◆ GIVEN INFORMATION ◆

::::::::::

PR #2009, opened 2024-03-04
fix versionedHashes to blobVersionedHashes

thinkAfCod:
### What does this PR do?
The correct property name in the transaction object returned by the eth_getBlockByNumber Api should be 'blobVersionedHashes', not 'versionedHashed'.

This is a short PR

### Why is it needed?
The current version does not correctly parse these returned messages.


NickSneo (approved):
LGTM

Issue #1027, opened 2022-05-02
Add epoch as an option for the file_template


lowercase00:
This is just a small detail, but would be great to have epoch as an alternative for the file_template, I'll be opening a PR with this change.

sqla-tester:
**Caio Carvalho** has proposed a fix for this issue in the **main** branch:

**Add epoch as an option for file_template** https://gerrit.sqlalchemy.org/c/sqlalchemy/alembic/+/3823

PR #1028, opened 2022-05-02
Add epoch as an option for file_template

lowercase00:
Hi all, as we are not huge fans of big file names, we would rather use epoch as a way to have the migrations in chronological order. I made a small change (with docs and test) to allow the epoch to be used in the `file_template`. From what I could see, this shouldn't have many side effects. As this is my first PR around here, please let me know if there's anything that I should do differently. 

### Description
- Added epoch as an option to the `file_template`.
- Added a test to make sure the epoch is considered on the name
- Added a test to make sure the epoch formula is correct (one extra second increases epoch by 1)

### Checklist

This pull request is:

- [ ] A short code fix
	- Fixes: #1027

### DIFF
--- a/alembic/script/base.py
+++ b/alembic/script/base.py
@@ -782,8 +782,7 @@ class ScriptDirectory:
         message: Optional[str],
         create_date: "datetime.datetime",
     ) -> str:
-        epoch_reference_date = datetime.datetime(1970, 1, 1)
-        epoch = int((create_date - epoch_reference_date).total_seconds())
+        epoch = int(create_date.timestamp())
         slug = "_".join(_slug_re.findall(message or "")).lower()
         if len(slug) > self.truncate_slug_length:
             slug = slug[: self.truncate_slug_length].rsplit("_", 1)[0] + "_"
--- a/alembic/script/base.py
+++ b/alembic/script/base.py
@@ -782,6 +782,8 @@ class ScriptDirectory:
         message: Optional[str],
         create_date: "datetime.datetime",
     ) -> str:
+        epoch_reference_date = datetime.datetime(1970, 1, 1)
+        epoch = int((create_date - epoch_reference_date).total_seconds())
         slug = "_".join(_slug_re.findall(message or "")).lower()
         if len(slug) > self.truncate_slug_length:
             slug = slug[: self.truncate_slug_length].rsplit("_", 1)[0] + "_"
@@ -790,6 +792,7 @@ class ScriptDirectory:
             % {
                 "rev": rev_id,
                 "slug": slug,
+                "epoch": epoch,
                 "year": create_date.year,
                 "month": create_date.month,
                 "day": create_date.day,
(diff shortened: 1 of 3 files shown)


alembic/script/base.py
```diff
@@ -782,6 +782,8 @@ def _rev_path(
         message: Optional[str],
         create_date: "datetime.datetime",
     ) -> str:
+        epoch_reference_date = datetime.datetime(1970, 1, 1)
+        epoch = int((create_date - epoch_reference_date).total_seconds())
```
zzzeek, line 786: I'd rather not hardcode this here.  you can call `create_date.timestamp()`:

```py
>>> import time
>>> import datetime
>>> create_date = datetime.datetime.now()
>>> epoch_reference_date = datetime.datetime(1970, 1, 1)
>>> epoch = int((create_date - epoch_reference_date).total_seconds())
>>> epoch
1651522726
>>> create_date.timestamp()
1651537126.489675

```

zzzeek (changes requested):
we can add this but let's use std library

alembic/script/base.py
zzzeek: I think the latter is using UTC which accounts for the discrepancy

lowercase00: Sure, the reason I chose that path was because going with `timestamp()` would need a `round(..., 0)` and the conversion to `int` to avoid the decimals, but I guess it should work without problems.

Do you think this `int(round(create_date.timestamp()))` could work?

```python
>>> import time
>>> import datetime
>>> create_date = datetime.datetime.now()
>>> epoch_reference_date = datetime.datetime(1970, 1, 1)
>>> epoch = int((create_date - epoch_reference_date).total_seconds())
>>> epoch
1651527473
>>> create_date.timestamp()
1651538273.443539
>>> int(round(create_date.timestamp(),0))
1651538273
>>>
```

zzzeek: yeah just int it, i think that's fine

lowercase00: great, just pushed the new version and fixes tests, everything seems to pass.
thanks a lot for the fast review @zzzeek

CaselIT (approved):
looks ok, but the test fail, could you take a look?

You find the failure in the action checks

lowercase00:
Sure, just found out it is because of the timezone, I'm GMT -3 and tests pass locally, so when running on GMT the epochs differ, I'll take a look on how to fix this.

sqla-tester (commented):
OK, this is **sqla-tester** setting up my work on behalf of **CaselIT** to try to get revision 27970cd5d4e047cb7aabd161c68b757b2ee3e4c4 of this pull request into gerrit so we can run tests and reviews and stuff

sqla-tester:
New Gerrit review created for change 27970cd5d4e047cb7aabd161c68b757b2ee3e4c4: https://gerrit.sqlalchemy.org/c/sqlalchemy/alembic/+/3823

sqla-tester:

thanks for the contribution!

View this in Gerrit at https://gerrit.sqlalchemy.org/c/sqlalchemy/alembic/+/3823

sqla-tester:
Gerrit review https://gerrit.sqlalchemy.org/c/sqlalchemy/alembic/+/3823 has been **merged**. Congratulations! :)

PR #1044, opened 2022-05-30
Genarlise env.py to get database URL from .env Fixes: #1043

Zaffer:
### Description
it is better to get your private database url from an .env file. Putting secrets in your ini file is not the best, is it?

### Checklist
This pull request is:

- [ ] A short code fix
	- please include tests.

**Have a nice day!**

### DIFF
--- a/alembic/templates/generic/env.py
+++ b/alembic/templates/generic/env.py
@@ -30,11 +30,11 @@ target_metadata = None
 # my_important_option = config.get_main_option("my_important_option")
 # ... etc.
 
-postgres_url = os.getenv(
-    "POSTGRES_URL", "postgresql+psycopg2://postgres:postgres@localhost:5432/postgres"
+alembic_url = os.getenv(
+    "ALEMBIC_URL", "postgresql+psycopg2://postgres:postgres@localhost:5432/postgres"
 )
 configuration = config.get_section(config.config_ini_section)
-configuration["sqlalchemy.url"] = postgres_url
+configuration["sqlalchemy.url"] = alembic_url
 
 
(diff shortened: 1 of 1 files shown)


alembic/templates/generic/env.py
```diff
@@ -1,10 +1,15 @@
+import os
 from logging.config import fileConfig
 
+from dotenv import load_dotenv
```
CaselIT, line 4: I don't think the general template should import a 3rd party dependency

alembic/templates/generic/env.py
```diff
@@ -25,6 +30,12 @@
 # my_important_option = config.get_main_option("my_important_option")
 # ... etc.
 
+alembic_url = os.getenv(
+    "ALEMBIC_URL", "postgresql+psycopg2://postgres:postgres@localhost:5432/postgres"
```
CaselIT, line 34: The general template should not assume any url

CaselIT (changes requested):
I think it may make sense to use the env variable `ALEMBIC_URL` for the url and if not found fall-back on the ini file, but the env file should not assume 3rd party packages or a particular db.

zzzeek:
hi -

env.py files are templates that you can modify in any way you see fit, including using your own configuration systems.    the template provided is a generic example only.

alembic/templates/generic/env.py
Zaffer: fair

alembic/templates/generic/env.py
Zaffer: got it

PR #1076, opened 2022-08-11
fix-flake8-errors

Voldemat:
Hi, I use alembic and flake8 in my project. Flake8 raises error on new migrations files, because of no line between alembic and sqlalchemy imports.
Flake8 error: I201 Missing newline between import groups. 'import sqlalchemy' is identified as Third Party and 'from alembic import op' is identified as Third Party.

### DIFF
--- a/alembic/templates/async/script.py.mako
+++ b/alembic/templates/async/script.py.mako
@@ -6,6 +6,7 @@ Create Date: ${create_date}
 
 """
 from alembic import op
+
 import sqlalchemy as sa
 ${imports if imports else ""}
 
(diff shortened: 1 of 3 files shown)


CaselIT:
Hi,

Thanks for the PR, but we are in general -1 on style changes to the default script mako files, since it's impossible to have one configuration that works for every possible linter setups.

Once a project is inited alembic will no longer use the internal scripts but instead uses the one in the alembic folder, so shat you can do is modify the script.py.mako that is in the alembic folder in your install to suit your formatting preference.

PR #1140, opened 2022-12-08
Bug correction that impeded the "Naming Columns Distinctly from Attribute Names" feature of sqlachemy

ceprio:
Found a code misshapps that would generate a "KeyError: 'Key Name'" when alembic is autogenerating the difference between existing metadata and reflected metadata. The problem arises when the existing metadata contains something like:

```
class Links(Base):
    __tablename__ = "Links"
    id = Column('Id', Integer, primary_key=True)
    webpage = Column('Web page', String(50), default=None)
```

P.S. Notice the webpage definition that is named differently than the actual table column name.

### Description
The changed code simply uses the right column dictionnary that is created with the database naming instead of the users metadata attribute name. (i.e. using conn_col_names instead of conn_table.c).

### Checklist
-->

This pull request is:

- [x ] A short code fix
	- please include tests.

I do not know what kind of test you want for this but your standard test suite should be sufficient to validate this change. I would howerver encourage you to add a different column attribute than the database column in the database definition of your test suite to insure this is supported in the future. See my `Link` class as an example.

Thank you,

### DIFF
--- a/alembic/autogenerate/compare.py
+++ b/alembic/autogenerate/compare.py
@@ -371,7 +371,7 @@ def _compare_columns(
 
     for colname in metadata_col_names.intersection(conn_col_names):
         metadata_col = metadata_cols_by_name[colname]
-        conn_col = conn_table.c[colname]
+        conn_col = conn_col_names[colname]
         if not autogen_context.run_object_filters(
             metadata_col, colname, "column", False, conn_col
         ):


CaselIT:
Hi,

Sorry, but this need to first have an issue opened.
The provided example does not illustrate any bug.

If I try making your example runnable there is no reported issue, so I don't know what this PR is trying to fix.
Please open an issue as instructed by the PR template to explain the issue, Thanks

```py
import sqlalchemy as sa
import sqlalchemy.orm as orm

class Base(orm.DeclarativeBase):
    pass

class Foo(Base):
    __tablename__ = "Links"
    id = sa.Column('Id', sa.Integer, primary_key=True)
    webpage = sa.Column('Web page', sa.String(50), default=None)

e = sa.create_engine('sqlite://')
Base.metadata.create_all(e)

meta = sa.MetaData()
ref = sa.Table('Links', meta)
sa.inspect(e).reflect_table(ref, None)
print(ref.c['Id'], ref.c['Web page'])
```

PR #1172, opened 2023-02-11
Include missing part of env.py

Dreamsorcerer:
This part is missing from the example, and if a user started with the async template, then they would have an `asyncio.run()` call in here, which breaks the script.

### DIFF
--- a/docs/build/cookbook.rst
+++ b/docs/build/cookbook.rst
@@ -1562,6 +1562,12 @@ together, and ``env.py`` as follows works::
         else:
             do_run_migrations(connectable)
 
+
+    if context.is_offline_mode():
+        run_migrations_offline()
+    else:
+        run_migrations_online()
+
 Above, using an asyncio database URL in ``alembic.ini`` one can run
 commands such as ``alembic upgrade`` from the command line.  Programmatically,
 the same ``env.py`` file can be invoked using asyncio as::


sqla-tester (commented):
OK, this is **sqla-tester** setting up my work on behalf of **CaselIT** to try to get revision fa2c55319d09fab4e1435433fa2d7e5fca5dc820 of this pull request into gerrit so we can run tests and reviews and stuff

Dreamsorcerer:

::::::::::

◆ YOUR GOAL ◆
Your job is to return all lines above that hold the word "blobVersionedHashes".

◆ ANSWER TO THE EXERCISE ◆
fix versionedHashes to blobVersionedHashes
The correct property name in the transaction object returned by the eth_getBlockByNumber Api should be 'blobVersionedHashes', not 'versionedHashed'.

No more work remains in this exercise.